EDIT: You know what? I'm unsubscribing. I can't keep this colossal waste of energy up. Congrats, you're the first person I've blocked in years.

You're being disingenuous and petty, especially because he caught you saying things that were factually wrong.
 
Mouthwash said:
I'm not talking about the victims. A society that doesn't punish murder doesn't work as a society. David Cameron cannot order Britain's armed forces to rid him of his opposition leader, not only because he might not want to do so, but also because he doesn’t believe they would obey such an order.

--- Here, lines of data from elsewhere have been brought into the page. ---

PR #950, opened 2022-07-21
[CS-4075] In-app purchase screen

paulinhapenedo:
### Description
This PR adds the In-app purchase screen without any logic implemented yet. 

- [x] Completes #CS-4075

### Checklist

- [x] Tested on a small device
- [x] Tested on iOS
- [x] Tested on Android

PR #952, opened 2022-07-22
[CS-4074] Profile slug input screen

oidoug:
### Description

Profile username (slug) screen. Has the basic UI, validation will be handled in separate PR (4297), after ticket 4085 is also cleared (refactoring `checkBusinessIdUniqueness` and `createBusinessInfoDID` api calls to use rtk-query).

- [x] Completes #(CS-4074)

### Checklist

- [x] Tested on iOS
- [x] Tested on Android

### Screenshots

Screenshot

Screenshot

Screenshot


cardstack/src/screens/Profile/ProfileSlugScreen/ProfileSlugScreen.tsx
```diff
@@ -0,0 +1,90 @@
...
+    >
+      <Container
+        alignItems="center"
+        justifyContent="space-between"
+        flexDirection="row"
+        flex={0.15}
+      >
+        <Touchable onPress={onGoBackPressed}>
+          <Icon name="chevron-left" color="teal" size={30} />
+        </Touchable>
```
danibonilha, line 41: it seems we need to add a negative margin, or even better, check why this icon component has a "square" around it, bc its start positioning is inconsistent with the other components

cardstack/src/screens/Profile/ProfileSlugScreen/ProfileSlugScreen.tsx
```diff
@@ -0,0 +1,90 @@
...
+        <Touchable onPress={onSkipPressed}>
+          <Text fontSize={13} color="teal" fontFamily="OpenSans-Semibold">
```
danibonilha: there's a textVariant for semibold

cardstack/src/screens/Profile/ProfileSlugScreen/ProfileSlugScreen.tsx
```diff
@@ -0,0 +1,90 @@
...
+      </Container>
+      <Container flex={1}>
+        <Container width="90%" paddingBottom={4}>
+          <Text
+            fontSize={layouts.titleTextSize}
+            color="white"
+            {...fontFamilyVariants.light}
+          >
+            {strings.header}
+          </Text>
```
danibonilha: we should add a textVariant for this one, if @paulinhapenedo didn't create it yet

cardstack/src/screens/Profile/ProfileSlugScreen/components/UsernameValidFeedback.tsx
```diff
@@ -0,0 +1,51 @@
...
+const UsernameValidFeedback = ({
+  invalidUsernameMessage,
+}: UsernameValidFeedbackProps) => {
+  const attr: UsernameFeedbackType = useMemo(
+    () =>
+      !invalidUsernameMessage
+        ? {
+            iconName: 'check',
+            iconColor: 'lightGreen',
+            description: strings.input.valid,
```
danibonilha: Giving the upcoming screens for the project, this description should be a custom prop, since we are going to have this type of usage 
image

cardstack/src/screens/Profile/ProfileSlugScreen/ProfileSlugScreen.tsx
```diff
@@ -0,0 +1,90 @@
...
+          <SuffixedInput
+            value={username}
+            onChangeText={onUsernameChange}
+            suffixText={strings.input.domainSuffix}
+          />
+        </Container>
+        <Container width="100%">
+          <UsernameValidFeedback
+            invalidUsernameMessage={invalidUsernameMessage}
+          />
```
danibonilha: I believe there's a missing step here, this `UsernameValidFeedback` handles if a name is valid or not, but there's the case where we didn't validate yet and should not show any feedback

cardstack/src/screens/Profile/ProfileSlugScreen/ProfileSlugScreen.tsx
```diff
@@ -0,0 +1,90 @@
...
+          <Text fontSize={layouts.smallTextSize} color="grayText">
```
danibonilha: nit: it would be nice to add some kind of animation, opacity whatever, while showing the feedback

cardstack/src/screens/Profile/ProfileSlugScreen/ProfileSlugScreen.tsx
```diff
@@ -0,0 +1,90 @@
...
+            {strings.input.description}
+          </Text>
+        </Container>
+      </Container>
+      <Container flex={0.2}>
+        <Button disabled={!!invalidUsernameMessage}>
+          {strings.buttons.continue}
+        </Button>
```
danibonilha, line 70: I just realized the disabled btns have a different design, we can leave as it is, since the other screen is the same way, and revisit it later

cardstack/src/screens/Profile/ProfileSlugScreen/ProfileSlugScreen.tsx
```diff
@@ -0,0 +1,90 @@
...
+          <UsernameValidFeedback
+            invalidUsernameMessage={invalidUsernameMessage}
+          />
+          <Text fontSize={layouts.smallTextSize} color="grayText">
+            {strings.input.description}
+          </Text>
+        </Container>
+      </Container>
+      <Container flex={0.2}>
+        <Button disabled={!!invalidUsernameMessage}>
```
danibonilha: disabling this should rely on error, and on empty field

cardstack/src/screens/Profile/ProfileSlugScreen/useProfileSlugScreen.ts
```diff
@@ -0,0 +1,28 @@
...
+
+  const onSkipPressed = useCallback(() => {
+    // TODO
+  }, []);
+
+  // TODO (CS-4085): Validate username uniqueness and report if not.
+  const onUsernameChange = useCallback(async ({ nativeEvent: { text } }) => {
+    setUsername(text);
+  }, []);
+
```
danibonilha, line 26: there's no onContinuePress

cardstack/src/screens/Profile/ProfileSlugScreen/ProfileSlugScreen.tsx
```diff
@@ -0,0 +1,90 @@
...
+    invalidUsernameMessage,
+    onGoBackPressed,
+    onSkipPressed,
+  } = useProfileSlugScreen();
+
+  return (
+    <SafeAreaView
+      backgroundColor="backgroundDarkPurple"
+      flex={1}
+      paddingHorizontal={layouts.defaultPadding}
```
danibonilha: FYI: on ProfileNameScreen I added defaultPadding as a param, because I needed the value in order to create the negative margin to hide the phonePreview overflow, but it's not a pattern or anything like it

cardstack/src/screens/Profile/ProfileSlugScreen/ProfileSlugScreen.tsx
paulinhapenedo: It's the same discussion from https://github.com/cardstack/cardwallet/pull/950#discussion_r927654510. All icons have a box around them, it is by design. If we were to align copy with the icon, we must take that "space" into consideration.

cardstack/src/screens/Profile/ProfileSlugScreen/ProfileSlugScreen.tsx
paulinhapenedo: Haven't created one yet.

cardstack/src/screens/Profile/ProfileSlugScreen/ProfileSlugScreen.tsx
oidoug: Adding a negative "left" for now, we can work on a proper fix on CS-4293.

cardstack/src/screens/Profile/ProfileSlugScreen/ProfileSlugScreen.tsx
oidoug: Ah yes, nice catch. I would argue that we should update the disabled state for all uses, but on white screens gray seems to work better. I'll ping Gardella, get his input.

cardstack/src/screens/Profile/ProfileSlugScreen/ProfileSlugScreen.tsx
oidoug: I'll add some in the next PR 👍

cardstack/src/screens/Profile/ProfileSlugScreen/ProfileSlugScreen.tsx
oidoug: Yes, I realized that too, I'll improve it after I have validation working on upcoming PR.

cardstack/src/screens/Profile/ProfileSlugScreen/ProfileSlugScreen.tsx
oidoug: We'll have a "valid" flag after validation, better than checking for errors. Also on upcoming PR.

cardstack/src/screens/Profile/ProfileSlugScreen/ProfileSlugScreen.tsx
oidoug: Padding for this new screens is 5 and it should remain consistent, maybe we can have a "content" container with correct values for reuse. WDYT?

danibonilha (approved):
LGTM

PR #953, opened 2022-07-22
[CS-4296]: Fix payLink not clearing after first attempt

danibonilha:
### Description

This Pr fixes an issue, where if an user opens a payment link, closes the screen, goes to bg and back the same link keeps opening, this was happening because we have a listener to "manually" store the link, and once we have an Url, and call `openLink` the subscription is triggered again thus reopening the same link we just did. Now we have a condition to prevent this behavior.

### Screenshots

Simulator Screen Recording - iPhone 11 Pro - 2022-07-22 at 12 58 05

Simulator Screen Recording - iPhone 11 Pro - 2022-07-22 at 13 00 11

### DIFF
--- a/src/handlers/deeplinks.js
+++ b/src/handlers/deeplinks.js
@@ -8,7 +8,7 @@ import {
 import { decodeNestedURI } from '@cardstack/utils';
 import logger from 'logger';
 
-export default function handleDeepLink(url) {
+export default function handleWcDeepLink(url) {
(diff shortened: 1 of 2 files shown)


paulinhapenedo (approved):
LGTM!
The new function names convey better the scope of the function too.

oidoug (commented):
LGTM

PR #954, opened 2022-07-25
[CS-4293] Create custom header for IAP screens

paulinhapenedo:
### Description
This PR aims to create a custom header that covers all the cases we currently have for the In-app purchase screens. The only screen of this flow that's not using it yet is the `ProfileNameScreen` since Dani is changing things on this screen.

I'm not super fan of using negative margins to solve alignment issues, but I think it's okay to use it in this particular case.
Other thing that's worth noting is that I'm not using `SafeAreaView` on the component because all of the screens we are building already use that component.

- [x] Completes #CS-4293

### Checklist

- [x] Tested on iOS
- [x] Tested on Android

### Android
Screenshot

Screenshot

Screenshot

Screenshot

### iOS
Screenshot

Screenshot

Screenshot

Screenshot

### DIFF
--- a/cardstack/src/components/MainHeader/ProfileHeader.tsx
+++ b/cardstack/src/components/MainHeader/ProfileHeader.tsx
@@ -1,0 +1,56 @@
+import { useNavigation } from '@react-navigation/native';
+import React from 'react';
+
+import {
+  Container,
+  Icon,
+  Text,
+  Touchable,
+  ContainerProps,
+  IconProps,
+} from '@cardstack/components';
+
+interface Props extends ContainerProps {
+  leftIconProps?: IconProps;
+  showLeftIcon?: boolean;
+  showSkipButton?: boolean;
+  onSkipPress?: () => void;
+}
+
+const ProfileHeader = ({
+  leftIconProps,
+  showLeftIcon = true,
+  showSkipButton = true,
+  onSkipPress,
+}: Props) => {
+  const { goBack } = useNavigation();
+
+  return (
+    <Container
+      flexDirection="row"
+      alignItems="center"
+      justifyContent={showLeftIcon ? 'space-between' : 'flex-end'}
+      flex={0.1}
+    >
+      {showLeftIcon && (
+        <Icon
+          color="teal"
+          name="chevron-left"
+          onPress={goBack}
+          size={30}
+          left={-8}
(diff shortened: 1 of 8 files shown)


cardstack/src/components/MainHeader/ProfileHeader.tsx
```diff
@@ -0,0 +1,56 @@
...
+} from '@cardstack/components';
+
+interface Props extends ContainerProps {
+  leftIconProps?: IconProps;
+  showLeftIcon?: boolean;
+  showSkipButton?: boolean;
+  onSkipPress?: () => void;
+}
+
+const ProfileHeader = ({
```
oidoug: nit: This header will also be used by all the new onboarding screens, I suggest a more broad name, like `InPageHeader`.

oidoug (approved):
LGTM!

cardstack/src/components/MainHeader/ProfileHeader.tsx
```diff
@@ -0,0 +1,56 @@
...
+      flex={0.1}
+    >
+      {showLeftIcon && (
+        <Icon
+          color="teal"
+          name="chevron-left"
+          onPress={goBack}
+          size={30}
+          left={-8}
+          {...leftIconProps}
```
danibonilha: nit: receiving only the iconName as props enforces a "better" pattern, giving that the size and position will always be the same, whereas passing through all icon props gives the ability to override everything . `chevron-left` could be the default iconName, and instead of having a `showLeftIcon` we could just check if iconName exists but we could argue both ways about the flag itself bc in order to hide it we'd pass iconName as undefined.

danibonilha (approved):

cardstack/src/components/MainHeader/ProfileHeader.tsx
paulinhapenedo: `OnboardingHeader`, maybe?

cardstack/src/components/MainHeader/ProfileHeader.tsx
paulinhapenedo: Size will be the same, but position may not be the same. When trying with the X icon, the `left` prop needed to be different than -8, as well as other icons I've tested. That's why I went with the approach of allowing the developer to overwrite props as needed.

Well, you could easily make the argument that murder costs society whatever the victims would have produced (not just in an economic sense but also the relationships they would have had with other people and so forth). The only reason not to make the same argument for fetuses, is if you recognize your argument that a fetus has equal moral value to a human is wrong.

But I guess you're not making that argument. Instead you've come up with this rather...strange...notion.

Societies can work perfectly well with lots of killing; you say David Cameron can't just order the army to kill the opposition but as we know there were many societies, most of which lasted considerably longer than parliamentary democracy in England, which were founded on precisely the ability of the ruler to kill anyone who opposed him (or more rarely her). There are any number of societies throughout most of history, where practices which all of us would probably condemn as murder were accepted without question and they can't be said to have 'not worked' in any sense that our own societies can't also be said to 'not work.'
So I don't think much of your theory as to why murder is punished.

The point of the racist tangent was just to illustrate your inconsistency. I admit it was petty to call you out on your factual errors when it didn't really relate to the topic.
But you've declared that abortion is morally equivalent to baby-killing. Now you're making excuse after excuse to backpedal from the moral precipice which you seem to realize you reached. There is, there can be, no excuse for murder.
 
I didn't realize tumors had dreams in their final two months of growth.

The fact that fetuses will have sentience isn't a feature of what they are now. You're ascribing features to fetuses that they don't have. The fact that they will have them does not make them analogous to babies.

Compare like to like. That's what analogies allow you to do. You're still expressing your bias by giving them attributes they don't have.
 
The fact that fetuses will have sentience isn't a feature of what they are now. You're ascribing features to fetuses that they don't have. The fact that they will have them does not make them analogous to babies.

Compare like to like. That's what analogies allow you to do. You're still expressing your bias by giving them attributes they don't have.
Have you not argued that some fetuses do have sentience?

We need to distinguish between different stages of development. An abortion at five weeks can morally and ethically be distinguished from an abortion at twenty-five weeks. At this time in USA there is no legal distinction.

J
 
Have you not argued that some fetuses do have sentience?

We need to distinguish between different stages of development. An abortion at five weeks can morally and ethically be distinguished from an abortion at twenty-five weeks. At this time in USA there is no legal distinction.

Yes, I argue that late-stage fetuses have sentience. We have enough good data to presume that they do. And enough good data to assume that early stage fetuses do not. It why I object so strongly to putting hurdles that delay an abortion in place.

Not so sure about the distinction being there at 25 weeks, but yeah, I'm in agreement with the gist of what you say (if not the specific timing).

Many other countries got their abortion rights from a different set of Common Law principles than the US, and so the conversations can easily be more sane. Nuance like fetal sentience can be factored into the changes of the laws. Less so when the rights were won using a different argument.